Whenever a line below holds the word "symbols", count it; please give only the final number.

____________________

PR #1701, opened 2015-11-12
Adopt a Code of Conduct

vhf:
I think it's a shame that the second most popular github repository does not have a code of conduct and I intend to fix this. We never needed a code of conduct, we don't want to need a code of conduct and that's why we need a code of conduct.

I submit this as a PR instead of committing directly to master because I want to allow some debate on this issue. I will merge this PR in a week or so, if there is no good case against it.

____________________

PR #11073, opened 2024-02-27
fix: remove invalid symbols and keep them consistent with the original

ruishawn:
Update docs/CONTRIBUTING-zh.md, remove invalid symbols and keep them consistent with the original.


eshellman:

____________________

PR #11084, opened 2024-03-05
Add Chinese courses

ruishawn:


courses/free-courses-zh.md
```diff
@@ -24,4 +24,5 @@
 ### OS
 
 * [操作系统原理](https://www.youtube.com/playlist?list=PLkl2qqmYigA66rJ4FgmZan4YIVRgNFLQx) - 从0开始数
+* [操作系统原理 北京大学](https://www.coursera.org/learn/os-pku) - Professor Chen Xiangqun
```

____________________

Result of this task ▸
2